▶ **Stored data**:
┄┄┄┄┄┄┄┄┄┄┄┄┄┄┄┄┄┄┄┄

PR #2335, opened 2018-06-04
[NG] clrDraggableGhost component

Shijir:

Demo: http://dnd-ghost.surge.sh/drag-and-drop

Tested in: Chrome, Firefox, Safari, Edge, IE11


src/clr-angular/utils/drag-and-drop/_drag-and-drop.clarity.scss
```diff
@@ -0,0 +1,22 @@
+@include exports("drag-and-drop.clarity") {
+    .drag-handle {
+        cursor: grab;
+    }
+    .draggable-ghost {
+        position: fixed;
+        visibility: hidden;
+        z-index: 2147483647; // max z-index;
```
adityarb88: There is a map called `$clr-layers`. Can we add the `z-index` to that and reference it from there?

src/clr-angular/utils/drag-and-drop/all.spec.ts
```diff
@@ -4,22 +4,25 @@
...
 import ClrDraggableSpecs from "./draggable.spec";
 import ClrIfDraggedSpecs from "./if-dragged.spec";
 import ClrDragAndDropEventBusSpecs from "./providers/drag-and-drop-event-bus.spec";
 import ClrDragEventListenerSpecs from "./providers/drag-event-listener.spec";
 import ClrDragHandleRegistrarSpecs from "./providers/drag-handle-registrar.spec";
+import ClrDraggableStateRegistrarSpecs from "./providers/draggable-state-registrar.spec";
 
-
-describe("Drag And Drop", function() {
+fdescribe("Drag And Drop", function() {
```
adityarb88: What the `fdescribe`?

src/clr-angular/utils/drag-and-drop/_drag-and-drop.clarity.scss
youdz: Please remind me to add something like "All `z-index` properties must use the `$clr-layers` variable because blahblahblah" to our guidelines. You made a very good point raising this.

Or if anyone feels like adding this themselves right now, feel free to do it. 😄

src/clr-angular/utils/drag-and-drop/_drag-and-drop.clarity.scss
```diff
@@ -0,0 +1,24 @@
...
+        pointer-events: none;
+        will-change: left, top;
```
youdz: Ooh fancy. I hadn't seen that in a while.

src/clr-angular/utils/drag-and-drop/draggable-ghost.ts
```diff
@@ -0,0 +1,116 @@
...
+
+    constructor(private el: ElementRef, @Optional() private dragEventListener: ClrDragEventListener<T>,
+                private renderer: Renderer2, private ngZone: NgZone,
+                private draggableStateRegistrar: ClrDraggableStateRegistrar<T>) {
+        if (!this.dragEventListener) {
+            throw new Error("The clr-draggable-ghost component can only be used inside of a clrDraggable directive.");
+        }
+
+        this.draggableGhostEl = this.el.nativeElement;
+        this.renderer.addClass(document.body, "in-drag");
```
youdz: Nitpick: I feel like this doesn't belong here. Maybe in the draggable itself or in the structural directive? I'd almost want this to be in a service, since it's here to make sure the app itself has the right behavior (no selection) more than having the draggable look good.

Please comment here or talk about it with the team on Slack before changing this, I'm not sure where the best place for this line of code is and I don't want you to have to change it 5 times.

src/clr-angular/utils/drag-and-drop/providers/draggable-state-registrar.ts
```diff
@@ -0,0 +1,44 @@
...
+ * This software is released under MIT license.
+ * The full license information can be found in LICENSE in the root directory of this project.
+ */
+import {Injectable} from "@angular/core";
+import {DomAdapter} from "../../dom-adapter/dom-adapter";
+import {ClrDragEvent} from "../interfaces/drag-event";
+
+
+@Injectable()
+export class ClrDraggableStateRegistrar<T> {
```
youdz: I'm still trying to understand what this does, but I can tell you for sure the name `ClrDraggableStateRegistrar` doesn't help at all. I have no idea what the "state" of a draggable is, or why you'd have to register it.

src/clr-angular/utils/drag-and-drop/providers/draggable-state-registrar.ts
```diff
@@ -0,0 +1,44 @@
...
+
+    private draggableEl: Node;
+    private draggableElClientRect: ClientRect;
+    private draggableElComputedStyle: CSSStyleDeclaration;
+    private stateEvent: ClrDragEvent<T>;
+
+    public register(el: Node, event: ClrDragEvent<T>) {
+        this.draggableEl = el;
+        this.draggableElClientRect = this.domAdapter.clientRect(this.draggableEl);
+        this.draggableElComputedStyle = getComputedStyle(<HTMLElement>this.draggableEl);
```
youdz: This should go through the DomAdapter.

src/clr-angular/utils/drag-and-drop/draggable.ts
```diff
@@ -3,40 +3,82 @@
...
+                private draggableStateRegistrar: ClrDraggableStateRegistrar<T>) {
         this.draggableEl = this.el.nativeElement;
+        this.componentFactory = this.cfr.resolveComponentFactory<ClrDraggableGhost<T>>(ClrDraggableGhost);
     }
 
+    @ContentChild(ClrIfDragged) customGhost: ClrDraggableGhost<T>;
+
+    private createDefaultGhost(event: ClrDragEvent<T>) {
+        this.draggableStateRegistrar.register(this.draggableEl, event);
+        this.viewContainerRef.createComponent(this.componentFactory, 0, this.injector,
```
youdz: Can you please just add a comment explaining that in this case, the ghost will be **outside** of the draggable in the DOM (which means a sibling)? I just want to have something written in case we forget and decide to base our styling based on parent selectors..

src/clr-angular/utils/drag-and-drop/draggable.ts
```diff
@@ -3,40 +3,82 @@
...
     constructor(private el: ElementRef, private dragEventListener: ClrDragEventListener<T>,
-                private dragHandleRegistrar: ClrDragHandleRegistrar<T>) {
+                private dragHandleRegistrar: ClrDragHandleRegistrar<T>, private viewContainerRef: ViewContainerRef,
+                private cfr: ComponentFactoryResolver, private injector: Injector,
+                private draggableStateRegistrar: ClrDraggableStateRegistrar<T>) {
         this.draggableEl = this.el.nativeElement;
+        this.componentFactory = this.cfr.resolveComponentFactory<ClrDraggableGhost<T>>(ClrDraggableGhost);
     }
 
+    @ContentChild(ClrIfDragged) customGhost: ClrDraggableGhost<T>;
```
youdz: You're querying `ClrIfDragged` but you're typing what you receive as `ClrDraggableGhost`. I have no idea why this doesn't throw an error in AoT, but it should. What you want is:
```typescript
@ContentChild(ClrIfDragged) customGhost: ClrIfDragged<T>;
```

src/clr-angular/utils/drag-and-drop/_drag-and-drop.clarity.scss
```diff
@@ -0,0 +1,24 @@
...
+        opacity: 0.6;
+        transform: translate3d(0px, 0px, 0);
```
youdz: Why the `transform`? As far as I see, this is unused since you are animating `top` and `left`.

src/app/drag-and-drop/custom-ghost.demo.html
```diff
@@ -0,0 +1,15 @@
...
+  ~ This software is released under MIT license.
+  ~ The full license information can be found in LICENSE in the root directory of this project.
+  -->
+
+<h4>Draggable button with a custom ghost</h4>
+
+<div class="clr-example">
+  <button class="btn btn-primary" clrDraggable>draggable
+        <clr-draggable-ghost *clrIfDragged>
+            <button type="submit" class="btn btn-success">custom ghost</button>
```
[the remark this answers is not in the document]
Shijir: Sure, I am thinking of using `clr-icon`, probably hourglass shape or mail shape.

src/clr-angular/utils/drag-and-drop/draggable-ghost.ts
Shijir: I pondered this too. But at the same, the purpose of applying this `"in-drag"` class' styles is to make the underlaying document possible to have the hovering draggable-ghost element over. It's facilitating draggable-ghost. So as I didn't see strong, compelling reasons to view this line of code outrageously out of place, I kept it here for now.

src/clr-angular/utils/drag-and-drop/providers/draggable-state-registrar.ts
Shijir: I am not fond of this name too, but this is what I have come up with tentatively. The goal of this service is to capture the state that the `draggable` element was in so that we could apply it to the `draggable-ghost` element. The captured state means draggable's BoundingClientRect, ComputeStyles, and the event that draggable element was captured in.

Maybe, I should also add in a comment explaining what this service is about too.

src/clr-angular/utils/drag-and-drop/providers/draggable-state-registrar.ts
Shijir: okay, I will add getComputedStyle to the DomAdapter service.

src/clr-angular/utils/drag-and-drop/draggable.ts
Shijir: Sure, will do that.

src/clr-angular/utils/drag-and-drop/draggable.ts
Shijir: Ooh right, good catch! 

On the side, I am also wondering it could be the way it is in Angular? Because `clrIfDragged` is placed on the `clr-draggable-ghost` component. So it's kind of both `IfDraggad` and `ClrDraggableGhost` at the same time. Nevertheless, I will change according to your suggestion.

src/clr-angular/utils/drag-and-drop/_drag-and-drop.clarity.scss
Shijir: Yes, I can remove it now. It doesn't offer any benefits here.

src/clr-angular/utils/drag-and-drop/draggable-ghost.ts
```diff
@@ -0,0 +1,116 @@
...
+ */
+import {animate, style, transition, trigger} from "@angular/animations";
+import {Component, ElementRef, HostBinding, NgZone, OnDestroy, Optional, Renderer2} from "@angular/core";
+import {Subscription} from "rxjs/Subscription";
+
+import {ClrDragEvent} from "./interfaces/drag-event";
+import {ClrDragEventListener} from "./providers/drag-event-listener";
+import {ClrDraggableStateRegistrar} from "./providers/draggable-state-registrar";
+
+const ANIMATION_DURATION = "0.2s ease-in-out";
```
adityarb88: `ANIMATION_DURATION` is misleading. Has both the duration and the timing function. May be just call it `ANIMATION_PROPS` or a better name if you can think of one? I am really bad at this.

adityarb88: oooh how about `ANIMATION_CONFIG`?

src/clr-angular/utils/drag-and-drop/draggable-ghost.ts
adityarb88: Just a note here, we do a similar kind of thing for Responsive Navigation or Modals (not sure which one) with the `ScrollingService`.

src/clr-angular/utils/drag-and-drop/draggable-ghost.ts
```diff
@@ -0,0 +1,116 @@
...
+        const draggableClientRectWidth = this.draggableStateRegistrar.clientRect.width;
+        const draggableClientRectHeight = this.draggableStateRegistrar.clientRect.height;
+
+        const draggableMarginLeft = this.draggableStateRegistrar.computedStyle.marginLeft;
+        const draggableMarginTop = this.draggableStateRegistrar.computedStyle.marginTop;
+
+        this.renderer.setStyle(this.draggableGhostEl, "margin-left", `-${draggableMarginLeft}`);
+        this.renderer.setStyle(this.draggableGhostEl, "margin-top", `-${draggableMarginTop}`);
+
+        this.renderer.setStyle(this.draggableGhostEl, "width", `${draggableClientRectWidth}px`);
```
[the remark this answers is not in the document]
Shijir: Right, it comes with the same style as the original draggable has. But also we make it fixed element and its left position becomes the draggable's `.getBoundingClientRect().left`, which already accounts for the margin of the draggable margin space. So the ghost receives extra margin space. That's why I applied the margin spaces in opposite directions to compensate.

src/clr-angular/utils/drag-and-drop/_drag-and-drop.clarity.scss
Shijir: This z-index has been moved to `clr-layers`.

src/app/drag-and-drop/custom-ghost.demo.html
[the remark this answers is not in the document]
Shijir: I've used the centered `event` shape icon now as the ghost now.

src/clr-angular/utils/drag-and-drop/providers/draggable-state-registrar.ts
Shijir: I've used `ClrDraggableSnapshot`.  The `register()` method has become `capture()`. And the `unregister()` has become `discard()`.

src/clr-angular/utils/drag-and-drop/providers/draggable-state-registrar.ts
Shijir: No longer needed to access `getComputedStyle` :-)

src/clr-angular/utils/drag-and-drop/draggable.ts
Shijir: Added the comment.

src/clr-angular/utils/drag-and-drop/draggable.ts
Shijir: Addressed this issue.

src/clr-angular/utils/drag-and-drop/_drag-and-drop.clarity.scss
Shijir: Removed `transform`.

src/clr-angular/utils/drag-and-drop/draggable-ghost.ts
Shijir: I shouldn't have set this animation config to a variable like this. So I've inlined this in the animations property of the component.

src/clr-angular/utils/drag-and-drop/draggable-ghost.ts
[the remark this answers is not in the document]
Shijir: I no longer needed to subtract margins from the ghost calculations as I've just removed the original margins from the nested element inside the default ghost element through CSS.

src/clr-angular/utils/drag-and-drop/draggable-ghost.ts
```diff
@@ -0,0 +1,116 @@
...
+    private initPosition: {pageX: number; pageY: number};
+    private dragPosition: {pageX: number; pageY: number};
+    private initDragDelta = {top: 0, left: 0};
+
+    @HostBinding("@leaveAnimation") leaveAnimConfig = {value: 0, params: {top: "0px", left: "0px"}};
+
+    constructor(private el: ElementRef, @Optional() private dragEventListener: ClrDragEventListener<T>,
+                private renderer: Renderer2, private ngZone: NgZone,
+                private draggableStateRegistrar: ClrDraggableStateRegistrar<T>) {
+        if (!this.dragEventListener) {
```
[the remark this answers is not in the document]
Shijir: Addressed this issue.

src/clr-angular/utils/drag-and-drop/draggable-ghost.spec.ts
```diff
@@ -0,0 +1,131 @@
...
+import {MOCK_DRAG_EVENT_LISTENER_PROVIDER} from "./providers/drag-event-listener.mock";
+import {ClrDraggableStateRegistrar} from "./providers/draggable-state-registrar";
+
+export default function(): void {
+    describe("ClrDraggableGhost", function() {
+        describe("Without Wrapping ClrDraggable", function() {
+            it("should throw an error with a message", function() {
+                TestBed.configureTestingModule({
+                    declarations: [WithNoWrappingDraggable, ClrDraggableGhost],
+                    providers: [ClrDraggableStateRegistrar, DomAdapter]
```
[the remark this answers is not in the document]
Shijir: Addressed this issue.

src/clr-angular/utils/drag-and-drop/draggable-ghost.ts
adityarb88: @Shijir did you get a chance to look at the `ScrollingService` and check if we can do something like that here?

Shijir: Looks promising. I can incorporate something similar to that.

src/clr-angular/utils/drag-and-drop/draggable.spec.ts
```diff
@@ -6,32 +6,83 @@
...
 
             afterEach(function() {
                 this.fixture.destroy();
             });
 
+            it("should have draggable class", function() {
+                expect(this.draggable.nativeElement.classList.contains("draggable")).toBeTruthy();
+            });
+
+            it("should emit event on drag start and have being-dragged class", function() {
```
adityarb88: Shouldn't this be broken down into 2 tests? You are testing 2 different things here.

src/clr-angular/utils/drag-and-drop/draggable.spec.ts
```diff
@@ -6,32 +6,83 @@
...
+
+            it("should emit event on drag move", function() {
+                const mockDragMoveEvent = {dragPosition: {pageX: 33, pageY: 44}};
+                this.dragEventListener.dragMoved.next(mockDragMoveEvent);
+                expect(this.testComponent.dragStartEvent).toBeUndefined();
+                expect(this.testComponent.dragMoveEvent).toBe(mockDragMoveEvent);
+                expect(this.testComponent.dragEndEvent).toBeUndefined();
+            });
+
+            it("should emit event on drag end", function() {
```
adityarb88: Here the description is missing the class test that you are doing. If you are deciding to break the earlier test into 2 parts then this should be too. If not, the description should be updated to include the class details.

src/clr-angular/utils/drag-and-drop/draggable.spec.ts
```diff
@@ -6,32 +6,83 @@
...
+import {DomAdapter} from "../dom-adapter/dom-adapter";
+import {ClrDragAndDropModule} from "./drag-and-drop.module";
 import {ClrDragHandle} from "./drag-handle";
 import {ClrDraggable} from "./draggable";
-import {ClrDragAndDropEventBus} from "./providers/drag-and-drop-event-bus";
 import {ClrDragEventListener} from "./providers/drag-event-listener";
+import {MOCK_DRAG_EVENT_LISTENER_PROVIDER} from "./providers/drag-event-listener.mock";
 import {ClrDragHandleRegistrar} from "./providers/drag-handle-registrar";
+import {ClrDraggableSnapshot} from "./providers/draggable-snapshot";
+import {ClrGlobalDragMode} from "./providers/global-drag-mode";
```
adityarb88: For all new tests, the convention is to add the test components after the imports and then start testing those components. Could you move your test components right after the imports please?

src/clr-angular/utils/drag-and-drop/draggable.spec.ts
```diff
@@ -41,24 +92,168 @@ export default function(): void {
                 expect(this.dragHandleRegistrar.customHandleEl).toBeUndefined();
             });
 
+            it("should instantiate cloned version of draggable as ghost on drag start", function() {
```
adityarb88: Aren't you also testing that the ghost is cloned right next to the draggable? We should update the description accordingly.

src/clr-angular/utils/drag-and-drop/draggable.spec.ts
```diff
@@ -41,24 +92,168 @@ export default function(): void {
...
+                this.dragEventListener.dragStarted.next();
+                expect(this.fixture.nativeElement.querySelectorAll("clr-draggable-ghost").length).toBe(1);
+                const draggableGhost = this.fixture.nativeElement.querySelector("clr-draggable-ghost");
```
adityarb88: nit: Instead of `querySelectorAll` and then `querySelector` to `const draggableGhost`, why not just `querySelectorAll` to `const draggableGhost` and use the first child of it everywhere after testing that the length of the result of `querySelectorAll` is 1

src/clr-angular/utils/drag-and-drop/draggable.spec.ts
```diff
@@ -41,24 +92,168 @@ export default function(): void {
...
-                expect(this.dragHandleRegistrar.defaultHandleEl)
-                    .toBe(
-                        this.draggable.nativeElement,
-                        `The default handle should be still set to the draggable element even though it's not made an active drag handle.`);
+            });
+
+            it("should project custom ghost on drag start", function() {
+                this.dragEventListener.dragStarted.next();
+                expect(this.fixture.nativeElement.querySelectorAll("clr-draggable-ghost").length).toBe(1);
+                const draggableGhost = this.fixture.nativeElement.querySelector("clr-draggable-ghost");
```
adityarb88: Same comment about `querySelectorAll` as above.

src/clr-angular/utils/drag-and-drop/if-dragged.ts
```diff
@@ -17,9 +17,9 @@ import {ClrDragEventListener} from "./providers/drag-event-listener";
 @Directive({selector: "[clrIfDragged]"})
 export class ClrIfDragged<T> implements OnDestroy {
     private subscriptions: Subscription[] = [];
-    constructor(private template: TemplateRef<any>, private container: ViewContainerRef,
+    constructor(private template: TemplateRef<any>, @Optional() @SkipSelf() private container: ViewContainerRef,
```
adityarb88: I remember we discussed that we should add `@SkipSelf` but why do we need to add `@Optional()`?

src/clr-angular/utils/drag-and-drop/if-dragged.ts
```diff
@@ -17,9 +17,9 @@ import {ClrDragEventListener} from "./providers/drag-event-listener";
...
                 @Optional() private dragEventListener: ClrDragEventListener<T>) {
-        if (!this.dragEventListener) {
+        if (!this.dragEventListener && !this.container) {
```
adityarb88: Is there a use case where only one of these conditions is true?

src/clr-angular/utils/drag-and-drop/providers/draggable-snapshot.ts
```diff
@@ -0,0 +1,36 @@
...
+import {ClrDragEvent} from "../interfaces/drag-event";
+
+// This service is used to capture the state of clrDraggable element
+// at a certain event and passes it to clrDraggableGhost component.
+@Injectable()
+export class ClrDraggableSnapshot<T> {
+    constructor(private domAdapter: DomAdapter) {}
+
+    private draggableElClientRect: ClientRect;
+    private stateEvent: ClrDragEvent<T>;
```
adityarb88: shouldn't this be `dragEvent` instead of `stateEvent`? The naming seems off.

src/clr-angular/utils/drag-and-drop/providers/draggable-snapshot.ts
```diff
@@ -0,0 +1,36 @@
...
+        delete this.draggableElClientRect;
+        delete this.stateEvent;
+    }
+    get hasDraggableState() {
+        return !!this.stateEvent && !!this.draggableElClientRect;
+    }
+    get clientRect() {
+        return this.draggableElClientRect;
+    }
+    get event() {
```
adityarb88: same here. Should this be `dragEvent`? Also can we add the type for this getter?

src/clr-angular/utils/drag-and-drop/providers/draggable-snapshot.ts
```diff
@@ -0,0 +1,36 @@
...
+
+    public capture(el: Node, event: ClrDragEvent<T>) {
+        this.draggableElClientRect = this.domAdapter.clientRect(el);
+        this.stateEvent = event;
+    }
+    public discard() {
+        delete this.draggableElClientRect;
+        delete this.stateEvent;
+    }
+    get hasDraggableState() {
```
adityarb88: `boolean` type

src/clr-angular/utils/drag-and-drop/providers/draggable-snapshot.spec.ts
```diff
@@ -0,0 +1,46 @@
...
+        mockDraggable.style.width = "100px";
+        mockDraggable.style.height = "50px";
+        mockDraggable.style.left = "90px";
+        mockDraggable.style.top = "45px";
+
+        const domAdapter = new DomAdapter();
+        const draggableSnapshot = new ClrDraggableSnapshot(domAdapter);
+
+        it("registers element and sets clientRect and computedStyle", function() {
+            expect(draggableSnapshot.hasDraggableState).toBeFalsy();
```
adityarb88: Shouldn't you also test that `draggableSnapshot.clientRect` and `draggableSnapshot.event` are undefined before you run `capture`?

adityarb88: Seems odd to test just `hasDraggableState`

src/clr-angular/utils/drag-and-drop/providers/draggable-snapshot.spec.ts
```diff
@@ -0,0 +1,46 @@
...
+            expect(draggableSnapshot.clientRect).toEqual(domAdapter.clientRect(mockDraggable));
+            expect(draggableSnapshot.event).toEqual(mockDragMoveEvent);
+        });
+
+        it("unregisters element and deletes clientRect and computedStyle", function() {
+            expect(draggableSnapshot.hasDraggableState).toBeTruthy();
+            draggableSnapshot.discard();
+            expect(draggableSnapshot.hasDraggableState).toBeFalsy();
+            expect(draggableSnapshot.clientRect).toBeUndefined();
+            expect(draggableSnapshot.event).toBeUndefined();
```
adityarb88: nit: This `spec` deviates from all the other ones. We normally have `beforeEach` where we in this case you would create the `draggableSnapshot`. This tests has to run after the first test for it to pass, no?

IMO, it would have been better if you would run `capture` again here and then run `discard` directly to test if the last there `expect` are fine. You wouldn't have to test if the `hasDraggableState` is `true` and the other parts of the state are `undefined` because you already tested that in the first test.

src/clr-angular/utils/drag-and-drop/providers/global-drag-mode.ts
```diff
@@ -0,0 +1,19 @@
+/*
+ * Copyright (c) 2016-2018 VMware, Inc. All Rights Reserved.
+ * This software is released under MIT license.
+ * The full license information can be found in LICENSE in the root directory of this project.
+ */
+import {Injectable, Renderer2} from "@angular/core";
+
+@Injectable()
+export class ClrGlobalDragMode {
```
adityarb88: A comment to describe what this service does? Its not clear by the name of the class.

src/clr-angular/utils/drag-and-drop/providers/global-drag-mode.ts
```diff
@@ -0,0 +1,19 @@
...
+    constructor(private renderer: Renderer2) {}
+
+    enter(): void {
```
adityarb88: Do we want to raise an issue to fix `ScrollingService` too?

src/ks-app/src/app/containers/drag-and-drop/dnd.component.scss
```diff
@@ -0,0 +1,5 @@
+// Copyright (c) 2016-2018 VMware, Inc. All Rights Reserved.
+// This software is released under MIT license.
+// The full license information can be found in LICENSE in the root directory of this project.
```
adityarb88: If no CSS is required for the demo, then we should remove the file itself.

src/clr-angular/utils/drag-and-drop/providers/draggable-snapshot.ts
Shijir: this private property has become `snapshotEvent`, but gets accessed as `get dragEvent()` now.

src/clr-angular/utils/drag-and-drop/providers/draggable-snapshot.ts
Shijir: Addressed this.

src/ks-app/src/app/containers/drag-and-drop/dnd.component.scss
Shijir: Will keep it now because I will probably use to show the demos in KS-app.

src/clr-angular/utils/drag-and-drop/providers/global-drag-mode.ts
Shijir: Sure, I will bring the discussion to the team.

src/clr-angular/utils/drag-and-drop/if-dragged.ts
Shijir: This should have been `||` instead of `&&` here. If only any of them is undefined, should throw an error.

src/clr-angular/utils/drag-and-drop/draggable.spec.ts
Shijir: Thanks. Addressing this right now.

src/clr-angular/utils/drag-and-drop/draggable-ghost.spec.ts
```diff
@@ -0,0 +1,162 @@
...
+            });
+
+            it("should have draggable-ghost class", function() {
+                expect(this.ghostElement.classList.contains("draggable-ghost")).toBeTruthy();
+            });
+
+            it("should remove in-drag class from document once destroyed", function() {
+                this.testComponent.display = false;
+                this.fixture.detectChanges();
+                expect(document.body.classList.contains("in-drag")).toBeFalsy();
```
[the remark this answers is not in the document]
Shijir: Forgot to remove it. Addressed this issue.

src/clr-angular/utils/drag-and-drop/providers/draggable-snapshot.ts
Shijir: Addressed this.

src/clr-angular/utils/drag-and-drop/providers/draggable-snapshot.spec.ts
Shijir: My bad. I made the tests independent here.

src/clr-angular/utils/drag-and-drop/providers/global-drag-mode.ts
Shijir: Addressed this issue

src/clr-angular/utils/drag-and-drop/providers/draggable-snapshot.spec.ts
Shijir: Addressed this issue.

src/clr-angular/utils/drag-and-drop/draggable.spec.ts
Shijir: Addressed this one

src/clr-angular/utils/drag-and-drop/draggable.spec.ts
Shijir: Address this.

src/clr-angular/utils/drag-and-drop/draggable.spec.ts
Shijir: Addressed this.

┄┄┄┄┄┄┄┄┄┄┄┄┄┄┄┄┄┄┄┄

▶ **Prompt**: Search the entries for the word "setStyle" and gather every line where it appears.

▶ **Completed task**:
+        this.renderer.setStyle(this.draggableGhostEl, "margin-left", `-${draggableMarginLeft}`);
+        this.renderer.setStyle(this.draggableGhostEl, "margin-top", `-${draggableMarginTop}`);
+        this.renderer.setStyle(this.draggableGhostEl, "width", `${draggableClientRectWidth}px`);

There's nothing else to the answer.